PDF Processing Configuration Strategies
Overview
Wabee AI offers various strategies for splitting PDF files that are uploaded to the agent in the chat window, allowing users to optimize how their agents process and analyze document content. This document outlines the available strategies and their use cases.
Where to Configure
The file split strategy can be configured in the agent settings when updating an agent configuration. The strategy can be set to one of the following options: Semantic, Title or Form-based split.

Available Strategies
1. Semantic Chunking
Strategy Name: semantic
Description
Semantic chunking divides the document into coherent sections based on the semantic meaning of the content. This strategy uses advanced natural language processing techniques to identify logical breaks in the text.
Use Cases
- Long-form articles or reports
- Academic papers
- Legal documents
Benefits
- Preserves context within chunks
- Improves relevance of information retrieval
- Enhances the quality of AI-generated responses
2. Form-based Chunking
Strategy Name: form
Description
Form-based chunking is designed specifically for documents with structured layouts, such as forms, invoices, or templated reports. This strategy identifies and extracts information based on the visual structure of the document.
Use Cases
- Invoices and receipts
- Application forms
- Structured reports with consistent layouts
Benefits
- Accurately captures field-value pairs
- Preserves tabular data structure
- Ideal for documents with repetitive layouts
3. Title-based Chunking (Default)
Strategy Name: title
(default)
Description
Title-based chunking splits the document into sections based on identified titles or headings.
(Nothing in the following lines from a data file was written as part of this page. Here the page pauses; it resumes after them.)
PR #46, opened 2019-12-26
platform: Add Heltec ESP32 board

kallisti5:
* This board is meaningful because it is cheap, comes with a
  built-in OLED display *AND* has a built-in LoRa radio enabling
  over 6 Miles (10km) of long-range communication at a slow rate.
* Firmware boots, produces serial output, and blinks the Wifi LED
  on my local hardware.

### DIFF
--- a/.travis.yml
+++ b/.travis.yml
@@ -34,6 +34,7 @@ env:
   - PIO_ENV=openevse_featheresp32
   - PIO_ENV=openevse_esp32-gateway
   - PIO_ENV=openevse_esp32-gateway-e
+  - PIO_ENV=openevse_esp32-heltec-wifi-lora-v2
   # - SCRIPT=ci_arduino.sh
   #   BUILD_TARGET=esp8266:esp8266:huzzah:FlashSize=4M1M
 
--- a/platformio.ini
+++ b/platformio.ini
@@ -298,3 +298,30 @@ monitor_speed = 115200
 extra_scripts = ${common.extra_scripts}
 board_build.partitions = ${common.build_partitions_esp32}
 board_build.extra_flags = "-DARDUINO_ESP32_GATEWAY=\'E\'"
+
+[env:openevse_esp32-heltec-wifi-lora-v2]
+platform = ${common.platform_esp32}
+board = heltec_wifi_lora_32_V2
+framework = arduino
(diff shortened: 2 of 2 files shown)


kallisti5:
Here's the board:
https://heltec.org/project/wifi-lora-32

Here's the schematic:
https://github.com/Heltec-Aaron-Lee/WiFi_Kit_series/blob/master/SchematicDiagram/WiFi_LoRa_32(V2)/WIFI_LoRa_32_V2(868-915).PDF

This board is *really* interesting in OpenEVSE since the units could mesh together and report stats back over a single gateway node with an internet connection over a 6+ mile radius

jeremypoulter:
Changes look ok, add to the `.travis.yml` file then should be good.

kallisti5:
Done. Thanks!  Getting an OpenEVSE 48A kit, so will be able to play with this one more in the future.

jeremypoulter:
Thanks, can't do more than check it builds at this stage, although that does look like a nice little board. Looking forward to see additional PRs that make use of the additional features.

glynhudson:
That's an impressive little board, interested to hear how LoRa with OpenEVSE could work

kallisti5:
@glynhudson good question :-)   So "LoRaWAN" is a protocol over LoRa which is a standard around meshing and giving LoRa nodes (basic IoT) access to the internet.  The downside of LoRaWAN is it requires a "gateway" which essentially is an internet connected system with "8+" LoRa radios.

The gateways are kind of hard to find and expensive at the moment :-|

I'm leaning towards just basic point to point LoRa communication since it's simpler and cheaper. The OpenEVSE units then could "talk to each other"

Anyway, feedback definitely welcome.. the options are infinite, but the "good uses" for such a thing are limited :-)

glynhudson:
I'm aware of TTN LoRaWAN network, which covers significant areas of cities in the UK (nowhere close to the whole country though). As a test could it be possible to use the TTN network for OpenEVSE where coverage is available? A larger antenna may be required?

kallisti5:
A TTN gateway would need to be within range.. and OpenEVSE would need code to speak LoRaWAN.

I was hacking together a  Raspberry Pi gateway with 2 LoRa modems, but the code is pretty... new and support for the chipsets I choose is non-existent :-|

This strategy is effective for well-structured documents with clear section demarcations.
Use Cases
- Technical documentation
- Business reports
- User manuals
Benefits
- Maintains document structure
- Facilitates easy navigation of content
- Suitable for a wide range of document types
Choosing the Right Strategy
When creating an agent, consider the following factors to select the most appropriate file split strategy:
- Document Type: Match the strategy to the typical structure of your documents.
- Content Complexity: For documents with varied content, semantic chunking might be more effective.
- Information Extraction Needs: If you need to extract specific fields, form-based chunking could be ideal.
- Processing Speed: Title-based chunking is generally faster and suitable for most use cases.